In Berlin, Ames led the filmmaking class and taught a course on Berlin in film history from 1895 to the present. A third class explored Berlin as a site of the Holocaust and its memory.
For the filmmaking class, Ames first assigned short projects to familiarize the students with the equipment and the city, and then had them work in teams to create a 20 to 30-minute film.
“Making films gave students something to dream about that was tangible and exciting to them,” says Ames. “And it got them out there, exploring the city, on their own terms.”
Cinema Studies also offers study abroad opportunities, with the focus on
film analysis rather than filmmaking. Yomi Braester and James Tweedie, assistant professor of comparative literature, lead a CS summer program in Beijing, with a colleague from the University of London. Held at the Beijing Film Academy, the
program combines two-hour classes, frequent film screenings, city outings, and visits with Chinese film directors.

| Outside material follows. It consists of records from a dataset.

PR #289, opened 2026-04-30
session: restore unconditional fallback to any render node

cornedor:
Restores the unconditional any-render-node fallback that existed before #235, which is needed for split-IP-block setups where the render device and KMS device have different udev parents (Apple Silicon being the most prominent example).

## Regression timeline

  | commit | change | effect on Apple Silicon |
  |---|---|---|
  | pre-#235 | match by PCI parent, fallback to first render node | works (PCI match fails → fallback opens renderD128) |
  | 35fa4a9 (#235) | match by generic udev parent, fallback removed | breaks (no parent match, no fallback → renderNodeFd = -1) |
  | 1dbbba6 (#237) | fallback re-added, gated by `!isStandardBus` | still broken (asahi & apple-drm are *platform* devices → gate blocks fallback) |
  | 8ed71bb | revert of #237 | unchanged (still broken) |
  | this PR | unconditional fallback (mirrors pre-#235 behavior) | fixed |

PR #237 only triggered the fallback when `cardDevice` had neither a PCI parent  nor a platform parent. The intent was "non-standard buses" (USB-attached EVDI,  virtual devices). But on Apple Silicon both `asahi` and `apple-drm` are platform  devices, so the gate blocked the fallback and #237 didn't actually fix #260, hence  the revert.

## Symptom on affected systems

  $ wayland-info | grep "main device"
          main device: 0xE202 (/dev/dri/card2)         # apple-drm, display-only

  $ # any GTK4 / EGL client
  libEGL warning: failed to get driver name for fd -1
  libEGL warning: MESA-LOADER: failed to retrieve device information
  GL_RENDERER:  llvmpipe (LLVM 22.1.1, 128 bits)        # software fallback

For example: https://github.com/ghostty-org/ghostty/discussions/12517

  After this patch:
  $ wayland-info | grep "main device"
          main device: 0xE201 (/dev/dri/renderD128)    # asahi GPU

 $ ./repro-test-app   # GTK4 + GL 4.3 + SSBO at binding 1, mirrors Ghostty's cell_bg pass
  GL_RENDERER:  Apple M2 Max (G14C B1)
  GL_VERSION:   4.6 (Core Profile) Mesa 26.0.5

Ghostty's per-cell background colors render correctly now.

### DIFF
--- a/src/backend/Session.cpp
+++ b/src/backend/Session.cpp
@@ -1,5 +1,8 @@
 #include <aquamarine/backend/Backend.hpp>
+#include <cerrno>
+#include <cstdlib>
 #include <fcntl.h>
+#include <vector>
 
 extern "C" {
 #include <libseat.h>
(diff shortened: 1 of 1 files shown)


uorbe001:
I built hyprland (master) with this patch, and I can confirm the performance issues on the asahi M1 are gone, so this should resolve #290.

jwbron:
Confirming this fixes the symptom on M1 Pro / Fedora Asahi 43 too (`main_device` flips from `0xE202` to `0xE280`, hardware WebRender returns, YouTube fullscreen native). Filed #290 with the full diagnosis just before noticing this PR existed.

One concern about the unconditional shape: it is functionally identical to the reverted #237 minus the `!isStandardBus` gate, and #237 was reverted per #260 because the unconditional fallback regressed multi-renderD setups (NixOS user's hyprpaper SIGABRT on `eglQueryDeviceStringEXT EGL_BAD_PARAMETER`). The most plausible failure mode is the fallback opening a non-renderable renderD on systems with more than one (eGPU + iGPU, evdi, capture devices). Picking the first one and handing it to EGL is what triggers the BAD_PARAMETER.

“We have leading directors in Beijing speak to the class,” says Braester. “It’s surprising how willing they are to be part of this.”
The class also attends informal and independent film screenings. Advertised solely by word of mouth (for political reasons), these screenings “are a very important part of our students’ experience,” says Braester.
Tapping Into Seattle’s Film Scene
Back in Seattle, Braester has created a course that taps a valuable local resource: the Seattle International Film Festival (SIFF). The month-long festival, held annually in late spring, is the centerpiece of Braester’s spring quarter course, “History of Cinema: Contemporary Cinema.”
Prior to the festival, Braester shows the class nearly a dozen films that provide a snapshot of contemporary cinema from 1989 to present. Students then head to festival screenings. They are required to watch at least 15 festival films, including 7 with a common thread such as region of origin or genre.
“This is an international film festival, and that’s important,” says Braester. “Whatever I can do to change the perception that Hollywood is the center of the film industry, I’ll do.” He adds, “Getting the students to the festival, getting them to see film as something not just on DVD but with a social and historical context, is my main goal.”
Of course some students don’t need encouragement to attend SIFF. Seniuk served as an usher for the festival while enrolled in Braester’s course. A week after the festival ended, he headed to China for the Beijing program.
But then again, Seniuk—who is applying to film schools this fall—is not your average student.
“Once I get all my other work done, I try to watch two films a night,” he says matter-of-factly. “That’s my priority.”